The electronic form of this document may be cited in the following style:
Human Genome Program, U.S. Department of Energy, DOE Human Genome Program Contractor-Grantee Workshop IV, 1994.

Abstracts scanned from text submitted for November 1994 DOE Human Genome Program Contractor-Grantee Workshop. Inaccuracies have not been corrected.

Integrated physical mapping of human cDNAs.

Mihael H. Polymeropoulos
National Center for Human Genome Research, NIH Bldg49 4A66, Bethesda Md 20892.
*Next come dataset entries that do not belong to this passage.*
PR #2573, opened 2024-09-23
AG-12738 Gauge themes

jacobp100:
https://ag-grid.atlassian.net/browse/AG-12738

### DIFF
--- a/packages/ag-charts-community/src/module/optionsModule.ts
+++ b/packages/ag-charts-community/src/module/optionsModule.ts
@@ -101,8 +101,6 @@ export class ChartOptions<T extends AgChartOptions = AgChartOptions> {
 
         let options = deepClone(userOptions, cloneOptions);
 
-        this.activeTheme = getChartTheme(options.theme);
-
         if (this.presetType != null) {
             const presetConstructor: ((options: AgPresetOptions, activeTheme: () => ChartTheme) => T) | undefined = (
                 PRESETS as any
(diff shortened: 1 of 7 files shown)


packages/ag-charts-community/src/module/optionsModule.ts
```diff
@@ -100,9 +102,22 @@ export class ChartOptions<T extends AgChartOptions = AgChartOptions> {
...
+            const presetOptions = presetConstructor?.(presetParams, () => this.activeTheme) ?? options;
             this.debug('>>> AgCharts.createOrUpdate() - applying preset', options, presetOptions);
-            options = presetOptions;
+
+            const activeTheme = getChartTheme(options.theme);
+            const presetType = this.optionsType(presetOptions) as any as keyof AgPresetOverrides;
+            const presetTheme = activeTheme.presets[presetType];
+            if (presetTheme != null) {
+                const themedOptions = mergeDefaults(presetParams, presetTheme);
+                options = presetConstructor?.(themedOptions, () => this.activeTheme) ?? themedOptions;
```
jacobp100: This is less than ideal - but to determine the theme, we need to know the preset type, so we need to run the preset constructor. Then if it has a theme, we need to run it again with the theme applied

packages/ag-charts-community/src/module/optionsModule.ts
```diff
@@ -100,9 +102,22 @@ export class ChartOptions<T extends AgChartOptions = AgChartOptions> {
...
-            const presetOptions = (PRESETS as any)[this.presetType]?.(options, () => this.activeTheme) ?? options;
+            const presetConstructor: ((options: AgPresetOptions, activeTheme: () => ChartTheme) => T) | undefined = (
+                PRESETS as any
+            )[this.presetType];
+            const presetParams = options as any as AgPresetOptions;
+            const presetOptions = presetConstructor?.(presetParams, () => this.activeTheme) ?? options;
             this.debug('>>> AgCharts.createOrUpdate() - applying preset', options, presetOptions);
-            options = presetOptions;
+
+            const activeTheme = getChartTheme(options.theme);
```
alantreadway: Nit: This seems to be duplicating work on later lines, could we move the initialisation of `this.activeTheme` to before this `if` block and only do it once?

packages/ag-charts-community/src/module/optionsModule.ts
alantreadway: Do we really need to do this - for gauges it looks like `type` is required? For Financial Charts we could fallback to `presetType`?

packages/ag-charts-community/src/module/optionsModule.ts
jacobp100: Not quite - because financial charts defines `theme` in its returned options

alantreadway (approved):
LGTM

In the effort to characterize human cDNA derived partial sequence tags, we have developed STSs for 1,000 human cDNAs. With the use of human-rodent somatic cell hybrids, these cDNAs have been assigned to a chromosome. Although the information of the chromosome of origin is useful, it is the fine resolution mapping of the expressed sequences that maximizes their use human disease and related mapping efforts. In order to develop high resolution expression maps of the human genome, we have completed a pilot project for the high resolution mapping of chromosome 8 derived ESTs. In this project we screened the CEPH megabase YAC library for YAC addresses with each chromosome 8 STS. Two addresses were obtained for each cDNA and the database was searched for overlapping YACs at levels two and three. The original YAC addresses and the overlapping YACs were database searched for the presence of microsatellites with chromosome 8 origin. These searches were performed with the computer program yacsr. Of the chromosome 8 cDNAs mapped in this manner 60% were linked to a microsatellite on levels one or two. The relative locations were also verified by the use of chromosome 8 deletion hybrids. With the increasing density on YACs typed for genetic markers the success in fine mapping of the cDNAs will continue to increase. This mapping approach will provide powerful means of gene mapping by providing simultaneously a physical clone address and a location on the genetic map.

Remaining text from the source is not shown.